Gustavo D. Perednik
En uno de sus primeros estadios, la judeofobia frecuentemente fabrica una supuesta «mentalidad judía» o «espíritu judío», que luego le servirá de excusa para descargarse contra los judíos de carne y hueso. Éstos reciben los golpes en la segunda etapa, cuando politiqueros y revoltosos pasan a la acción.
Para justificar el ardid, el método usual es revelar el supuesto carácter dominador o maléfico de la entelequia original. Se enumeran judíos que son banqueros, editores de diarios, industriales, etcétera, y después se los amontona en una pretendida red de poder, aduciendo que éste es patrimonio de un grupo solapadamente coordinado: los judíos.
El desatino es parecido al de quien atribuyera poder financiero a «los gordos» por descubrir a muchos banqueros pasados de peso, o al de otro que clamara contra una prensa poseída por los miopes porque muchos periodistas usan lentes. Se hacen resaltar a algunos israelitas que están en posiciones elevadas y se estimula la sospecha de que actúan en secreta logia: los judíos.
Se soslaya que en general los hebreos que sobresalen de modo individual, y no en tanto judíos, y nunca forjan planes de dominación en reuniones sinagogales.
Sin embargo, la influencia del mito pervive. Los judeófobos la agravan, por un lado cuando, después de «denunciar la nocividad» de los judíos, inflan su importancia enfatizando la judeidad aun cuando fuera virtualmente inexistente. Por el otro lado, cuando hay judíos importantes que coinciden en la causa que alberga a los judeófobos, éstos se esmeran en empañar la judeidad.

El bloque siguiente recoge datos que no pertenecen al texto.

PR #8481, opened 2019-12-11
Fix virtualbox-iso TestBuilderAcc_basic

### LINKED ISSUE #3223: VirtualBox test TestBuilderAcc_basic is failing [known issue]
Failing test in packer 0.9.0-rc2 acceptance tests. This will be filed as a known issue and not fixed for 0.9.

```
PACKER_ACC=1 go test -v ./builder/virtualbox/iso/... -run TestBuilderAcc_basic
```

This test fails with `Timeout waiting for SSH.` However, this never would have succeeded. I suspect that the `test` builder has been infected with a communicator change intended for ssh / winrm, causing the test to fail.

I have run a complete build with virtualbox using one of my existing configs, and everything works there from `packer build` to `vagrant up` so _I think_ this issue only affects the tests.

I have not bisected this one yet since bisect is projected to take around 30 minutes.

sylviamoss:
This pr adds an updated basic template to the `TestBuilderAcc_basic` test for virtualbox-iso.

Closes #3223


builder/virtualbox/iso/test-fixtures/http/preseed.cfg
```diff
@@ -0,0 +1,42 @@
+# Preseeding only locale sets language, country and locale.
```
azr: I know packer has a lot of `test-fixtures/` folders but a good practice in go is to put test files in the `testdata` folder; so that the go compiler ignores these folders.

Some explanations here: https://dave.cheney.net/2016/05/10/test-fixtures-in-go

sylviamoss: should I just rename test-fixtures to testdata? Is this enough?

sylviamoss:
I believe nothing runs this test and the reasoning is because it has been failing for 3 years. Maybe we can ask @SwampDragons if she can confirm that. 🤔

PR #8483, opened 2019-12-12
Retry command execution when VM session is locked

sylviamoss:
Whenever there's a session locking the VM, the driver should retry executing the command until the lock is released. If that's doesn't happen, after 5 retries, the current error will be returned to the parent method. 

Also, moving 2 seconds sleep after VM stop command to default config of `post_shutdown_delay` used [here](https://github.com/hashicorp/packer/blob/master/builder/virtualbox/common/step_shutdown.go#L72). 

With these changes, I expect to avoid other situations that be locked by session error.

Closes #8282
Closes #8059

Issue #5501, opened 2017-10-24
Can't register the machine while its locked and similar issues.


swapnilpatil1682:
-  `packer version`  = 1.1.1

- Host platform = Cent OS 7 

- Debug log output from `PACKER_LOG=1 packer build template.json`.
https://gist.github.com/swapnilpatil1682/b464a521d3a2dd5d7850f26ddbf607ca

- The _simplest example template and scripts_ needed to reproduce the bug.
https://gist.github.com/swapnilpatil1682/f151a748219db982fdff4fb8d119fcaf

mwhooker:
I have a patch for this, but in the mean time you can try increasing [`post_shutdown_delay`](https://www.packer.io/docs/builders/virtualbox-ovf.html#post_shutdown_delay) to something like `2m`

mwhooker:
If you want to test the patch in #5512, it would be greatly appreciated

PR #8485, opened 2019-12-13
Remove duplicated retry mechanism when deleting VM from VirtualBox

sylviamoss:
I realized the retry mechanism when deleting the VM was duplicated after the changes from my previous PR (https://github.com/hashicorp/packer/pull/8483) 

This retry was also added to fix a locked by session error reported in https://github.com/hashicorp/packer/issues/5501 and fixed in https://github.com/hashicorp/packer/pull/5512.

### DIFF
--- a/builder/virtualbox/common/driver_4_2.go
+++ b/builder/virtualbox/common/driver_4_2.go
@@ -76,14 +76,7 @@ func (d *VBox42Driver) CreateSCSIController(vmName string, name string) error {
 }
 
 func (d *VBox42Driver) Delete(name string) error {
-	ctx := context.TODO()
-	return retry.Config{
-		Tries:      5,
-		RetryDelay: (&retry.Backoff{InitialBackoff: 1 * time.Second, MaxBackoff: 1 * time.Second, Multiplier: 2}).Linear,
-	}.Run(ctx, func(ctx context.Context) error {
-		err := d.VBoxManage("unregistervm", name, "--delete")
-		return err
-	})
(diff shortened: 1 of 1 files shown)


builder/virtualbox/common/driver_4_2.go
```diff
@@ -76,14 +76,7 @@ func (d *VBox42Driver) CreateSCSIController(vmName string, name string) error {
...
 
 func (d *VBox42Driver) Delete(name string) error {
-	ctx := context.TODO()
-	return retry.Config{
-		Tries:      5,
-		RetryDelay: (&retry.Backoff{InitialBackoff: 1 * time.Second, MaxBackoff: 1 * time.Second, Multiplier: 2}).Linear,
-	}.Run(ctx, func(ctx context.Context) error {
-		err := d.VBoxManage("unregistervm", name, "--delete")
-		return err
-	})
```
azr: Removing code is always nice 🙂.

This code retries for any case; but the code in `VBoxManage` only retries when `strings.Contains(err.Error(), "VBOX_E_INVALID_OBJECT_STATE")` is true. Is that okay ?

sylviamoss: I think it is because it was added for fixing the lock session thing, and the retry inside VBoxManage is there for the same reason but is more explicit about the reasoning around retrying.  I think it's ok, do you? 🤔

azr: That sounds good to me; my concern is that there's probably going to be that weird case we missed. But it won't be too bad and the issue will bubble up someday.

PR #8495, opened 2019-12-17
hcl2template/common_test.go: make testParse a helper

azr:
so that when an error happens we see the 'real' calling function.

I forgot this in the #8423 !


azr:
Tests are green; this trivial and should go just fine!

Así, desde la izquierda, el anarquista Mikhail Bakunin (quien adhería al viejo mito de los judíos como «nación de explotadores») tachaba a Marx de «Moisés moderno». Contrariamente, el origen judío de Marx fue muchas veces ocultado por los regímenes comunistas.
Para los nazis el comunismo era «una ideología judía» debido a «los judíos» Marx y Trotsky, aun cuando éstos estuvieran enteramente desvinculados de sus orígenes.
En Francia, la paranoia judeofóbica estalló en el libro Francia judía (1886) de Edouard Drumont, que fue el telón de fondo para el Caso Dreyfus, y «demostraba» cómo el país estaba subyugado por dicho grupo. En poco tiempo alcanzó centenares de ediciones; su autor fundó en 1889 la Liga Antisemita y a los pocos años fue elegido diputado.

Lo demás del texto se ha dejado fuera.